“Yes,” said Alice, beaming at her. “You drove the truck. Now do it again. It’s just repetition—like sewing. The more you do it, the less you have to think about it.”
“A friend offered to teach me once, in Newport,” Emmie confided to Alice, “but I was afraid I would take the car over a cliff.”
“Well, there aren’t any cliffs here,” said Alice. “Now I’ll show you how to back her up. . . .”
The fence, Alice assured her, had been rotten and on the verge of falling over anyway. And the Tommy she nearly hit was very nice about it and didn’t even bother to check her pass, even though he was standing there as part of a checkpoint. In fact, he seemed very eager to see them on their way.
“Oh no,” said Alice, when Emmie suggested that maybe that was a sign she shouldn’t be driving after all. “If that were the case, no one would let Red Cross Dave behind the wheel. Or Alfalfa Bill.”
Alfalfa Bill had spent two days living in the basse-cour, doing odd jobs for the Unit, after ditching his truck in the mud by the gate and declaring himself incapable of getting it out again.
“Yes, but do you think they’re really that bad at driving, or they just want Madame Gouge’s coffee?” Emmie asked seriously.
Alice shrugged. “Either way, by the end of the week, you’ll be a better driver than either of them, I promise.”

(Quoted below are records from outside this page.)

PR #599, opened 2016-12-15
Change yum to dnf for fedora based distro

trishnaguha:


twaugh:
Thanks!

I wonder if we should really use `-y` though. I'd rather let it prompt so users know what will be installed.

trishnaguha:
@twaugh Sure.

PR #603, opened 2016-12-20
Add plugin update_parent_image_stream_tag

lcarva:


.travis.yml
```diff
@@ -8,7 +8,7 @@ install:
   - "pip install -r requirements.txt"
   - "pip install -r tests/requirements.txt"
   - "pip install pytest-cov coveralls"
-  - "pip install git+https://github.com/projectatomic/osbs-client"
+  - "pip install git+https://github.com/projectatomic/osbs-client@ensure-image-stream-tag"
```
lcarva: This needs to be reverted before merge. It was added simply to show that unit tests are working as expected until `ensure-image-stream-tag` is merged into `osbs-client`.

lcarva:
Requires https://github.com/projectatomic/osbs-client/pull/492

tests/plugins/test_update_parent_image_stream_tag.py
```diff
@@ -0,0 +1,125 @@
...
+            assert (workflow
+                    .prebuild_results[UpdateParentImageStreamTagPlugin.key] is
+                    changed)
+
+        elif status_code == 404:
+            runner.run()
+            # ImageStreamTag is never changed if ImageStream is missing
+            assert (workflow
+                    .prebuild_results[UpdateParentImageStreamTagPlugin.key] is
+                    None)
```
twaugh: Shouldn't it return `False` in this case?

atomic_reactor/plugins/pre_update_parent_image_stream_tag.py
```diff
@@ -0,0 +1,89 @@
...
+
+        image_stream_id, tag_name = self.image_stream_tag.split(':')
+        try:
+            image_stream = osbs.get_image_stream(image_stream_id).json()
+        except OsbsResponseException as exc:
+            if exc.status_code == 404:
+                self.log.warning(
+                    'Parent image stream, %s, not found, skipping',
+                    image_stream_id)
+                return
```
twaugh: Should this return `False` instead of implicitly `None`?

lcarva: I was trying to use `None` vs `False` to indicate different scenarios. I do realize now that's just confusing. I'll change it to return False instead.

tests/plugins/test_update_parent_image_stream_tag.py
```diff
@@ -0,0 +1,125 @@
...
+
+            (_osbs.should_receive('ensure_image_stream_tag')
+             .with_args(image_stream, image_stream_tag_name, bool(scheduled))
+             .once()
+             .and_return(changed))
+
+        else:
+            (get_image_stream
+             .and_raise(OsbsResponseException('error', status_code))
+             .and_return(None))
```
twaugh: I think that says 'raise an exception the first time it is called, then return None subsequently'.

atomic_reactor/plugins/pre_update_parent_image_stream_tag.py
```diff
@@ -0,0 +1,91 @@
...
+        self.image_stream_tag = image_stream_tag
+        self.openshift_url = openshift_url
+        self.verify_ssl = verify_ssl
+        self.use_auth = use_auth
+        self.scheduled = scheduled
+
+    def _get_osbs(self):
+        """Create and return an instance of OSBS."""
+        namespace = get_build_json().get("metadata", {}).get('namespace')
+        osbs_conf = Configuration(conf_file=None,
```
lcarva: This needs to also take into account the build_json_dir, like post_import_image does.

lcarva: Done.

PR #605, opened 2016-12-21
don't overwrite distribution-scope label in dockerfile

rcerven:
allow users to define distribution-scope label in dockerfile, it will work unless you specify wider scope than in parent image

### DIFF
--- a/atomic_reactor/plugins/pre_add_labels_in_df.py
+++ b/atomic_reactor/plugins/pre_add_labels_in_df.py
@@ -67,7 +67,7 @@ class AddLabelsPlugin(PreBuildPlugin):
     }
 
     def __init__(self, tasker, workflow, labels,
-                 dont_overwrite=("Architecture", "architecture", ),
+                 dont_overwrite=("distribution-scope", ),
                  auto_labels=("build-date",
                               "architecture",
                               "vcs-type",
--- a/atomic_reactor/plugins/pre_add_labels_in_df.py
+++ b/atomic_reactor/plugins/pre_add_labels_in_df.py
@@ -67,13 +67,14 @@ class AddLabelsPlugin(PreBuildPlugin):
     }
 
     def __init__(self, tasker, workflow, labels,
-                 dont_overwrite=dont_overwrite=("Architecture", "architecture"),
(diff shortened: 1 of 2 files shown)


atomic_reactor/plugins/pre_add_labels_in_df.py
```diff
@@ -67,24 +67,28 @@ class AddLabelsPlugin(PreBuildPlugin):
...
+                 aliases=None,
+                 dont_overwrite_if_in_dockerfile=("distribution-scope",)):
         """
         constructor
 
         :param tasker: DockerTasker instance
         :param workflow: DockerBuildWorkflow instance
         :param labels: dict, key value pairs to set as labels; or str, JSON-encoded dict
         :param dont_overwrite: iterable, list of label keys which should not be overwritten
+                               IF they are present in baseimage!
```
twaugh: Let's call it the "parent image" in the docstring, despite what the variables are called in the implementation.

tests/plugins/test_add_labels.py
```diff
@@ -295,3 +295,34 @@ def test_add_labels_aliases(tmpdir, docker_tasker, caplog,
...
+    setattr(workflow, 'builder', X)
+    flexmock(workflow, base_image_inspect=labels_conf_base)
+    setattr(workflow.builder, 'df_path', df.dockerfile_path)
+
+    runner = PreBuildPluginsRunner(
+        docker_tasker,
+        workflow,
+        [{
+            'name': AddLabelsPlugin.key,
+            'args': {'labels': {"distribution-scope": "restricted"}, "dont_overwrite_if_in_dockerfile": ["distribution-scope"], "auto_labels": [],
```
twaugh: I wonder if we should test that this is the default behaviour, i.e. not provide a `dont_overwrite_if_in_dockerfile` parameter, as well.

twaugh:
Are there any docs updates needed? I think maybe the existing docs already cover it (docs/plugins.md says "Labels that are specified in the builder configuration, such as the vendor name, distribution scope, and authoritative registry, are added to the Dockerfile using LABEL").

Emmie wasn’t sure about that, but Alice was relentless. Emmie drove on every straight stretch. She drove when they took out the store on Monday and Wednesday, distributing milk and seeds and selling the usual selection of aprons and sabots and kitchen implements. She drove when they took Nell to Canizy and Anne to Verlaines, where both were working on outfitting social centers for the villagers. She’d thought they might be nervous at driving with her, but they weren’t; they were too taken up with talking about the social centers and the various classes they intended to hold.
“I’m fitting up a corner as a dispensary,” said Nell, who had raided the Hague trunks for first-aid supplies. “Don’t you think that will be a huge help? Then the doctors don’t have to carry everything with them when they make their rounds. We can start working out of the villages instead of carrying everything on our backs like a snail. Or do I mean a turtle?”
That afternoon, Emmie managed to drive the truck through the gates and over the bridge, a feat that Dave and Bill had yet to master.
Alice gave her an approving nod. “You see? You should get Mrs. Barrett to add you to the chauffeur list.”
The chauffeur list. They depended on their chauffeurs like nothing else. The idea that she could climb into a truck and take them where they needed to go, without asking Kate or someone else to drive . . . according to Mrs. Barrett’s schedule, of course. “Won’t I need a driving license?”
“It wasn’t very hard to get one—when Kate and Julia come back, you could go to Paris and take the test. It would make such a difference having another driver.”
Emmie climbed down, lingering by the side of the truck. “Aren’t two of the new girls meant to drive? Williams and White?”
“Yes, but we can always use more. We started out with Fran and Margaret and Liza as well as me and Kate—and now look. We’re down to two of five. It really wouldn’t hurt to have an extra.”
If she left . . . but that didn’t really matter, Emmie told herself. She’d promised Kate she’d stay at least until the new people got here, and the new people showed no signs of getting here. They were all still in Paris, waiting for the British authorities to issue passes. Given the way the British felt about women in their war zone, that might be quite some time.
Florence knew how to drive, but Florence was fully occupied with the spring planting, moving from village to village on a two-day schedule to make sure the crops were put in properly with a combination of community and government effort.
The store needed to be taken out at least two times a week; the doctors needed to be driven (or would, once they had doctors again); the social workers could walk to the nearer villages, but not the farther ones, not the ones that needed help the most. And it really wouldn’t be fair leaving Alice and Kate doing all of that on their own.
She would go see Mrs. Barrett before she lost her resolve.
Unlike Kate, who was generally fifteen places at once, one always knew where to find Mrs. Barrett. She ran the Unit from the living room of the new building, which doubled as both the Unit meeting room and the director’s office.